中使用时间序列模型 (ARIMA)这是我正在使用的 Python 代码:
import itertools
import pandas as pd
import numpy as np
from datetime import datetime, date, timedelta
import statsmodels.api as sm
import matplotlib.pyplot as plt
plt.style.use('fivethirtyeight')
import calendar
data_temp = [['01/03/2020',53921.785],['02/03/2020',97357.9595],['03/03/2020',95353.56893],['04/03/2020',93319.6761999999],['05/03/2020',88835.79958],['06/03/2020',98733.0856000001],['07/03/2020',61501.03036],['08/03/2020',74710.00968],['09/03/2020',156613.20712],['10/03/2020',131533.9006],['11/03/2020',108037.3002],['12/03/2020',106729.43067],['13/03/2020',125724.79704],['14/03/2020',79917.6726599999],['15/03/2020',90889.87192],['16/03/2020',160107.93834],['17/03/2020',144987.72243],['18/03/2020',146793.40641],['19/03/2020',145040.69416],['20/03/2020',140467.50472],['21/03/2020',69490.18814],['22/03/2020',82753.85331],['23/03/2020',142765.14863],['24/03/2020',121446.77825],['25/03/2020',107035.29359],['26/03/2020',98118.19468],['27/03/2020',82054.8721099999],['28/03/2020',61249.91097],['29/03/2020',72435.6711699999],['30/03/2020',127725.50818],['31/03/2020',77973.61724]]
panel = pd.DataFrame(data_temp, columns = ['Date', 'revenue'])
pred_result=pd.DataFrame(columns=['revenue'])
panel['Date']=pd.to_datetime(panel['Date'])
panel.set_index('Date', inplace=True)
ts = panel['revenue']
p = d = q = range(0, 2)
pdq = list(itertools.product(p, d, q))
seasonal_pdq = [(x[0], x[1], x[2], 7) for x in list(itertools.product(p, d, q))]
aic = float('inf')
for es in [True,False]:
for param in pdq:
for param_seasonal in seasonal_pdq:
try:
mod = sm.tsa.statespace.SARIMAX(ts,
order=param,
seasonal_order=param_seasonal,
enforce_stationarity=es,
enforce_invertibility=False)
results = mod.fit()
if results.aic<aic:
param1=param
param2=param_seasonal
aic=results.aic
es1=es
#print('ARIMA{}x{} enforce_stationarity={} - AIC:{}'.format(param, param_seasonal,es,results.aic))
except:
continue
print('Best model parameters: ARIMA{}x{} - AIC:{} enforce_stationarity={}'.format(param1, param2, aic,es1))
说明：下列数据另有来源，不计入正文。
PR #3372, opened 2024-10-21
allow to paste from clipboard in RegistrationQrActivity

### LINKED ISSUE #3369: QR code scanner for "Add as Second Device" should have an option to paste from clipboard

adbenitez:
close #3369


r10s (approved):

mod = sm.tsa.statespace.SARIMAX(ts,
order=param1,
seasonal_order=param2,
enforce_stationarity=es1,
enforce_invertibility=False)
results = mod.fit()
pred_uc = results.get_forecast(steps=calendar.monthrange(datetime.now().year,datetime.now().month)[1]-datetime.now().day+1)
pred_ci = pred_uc.conf_int()
ax = ts.plot(label='observed', figsize=(12, 5))
pred_uc.predicted_mean.plot(ax=ax, label='Forecast')
ax.fill_between(pred_ci.index,
pred_ci.iloc[:, 0],
pred_ci.iloc[:, 1], color='k', alpha=.25)
ax.set_xlabel('Date')
plt.legend()
plt.show()
predict=pred_uc.predicted_mean.to_frame()
predict.reset_index(inplace=True)
predict.rename(columns={'index': 'date',0: 'revenue_forcast'}, inplace=True)
display(predict)
输出如下:
如何看到预测结果由于负斜率而具有负值。
因为我是预测收入,所以结果不能低于零,而且负斜率看起来也很奇怪。
我的方法有什么问题吗? 我该如何改进它?
您不能强制 ARIMA 模型只取正值。但是,当您想预测始终为正的值时,经典的 'trick' 是使用将正值转换为 R 中的任何值的函数。log
函数就是一个很好的例子。
panel['log_revenue'] = np.log(panel['revenue'])
现在预测 log_revenue
列。
现在,如果预测值为负,那没关系,因为您的预测实际上是 np.exp(predict)
,这是正值。
解决办法是获取更多的历史数据。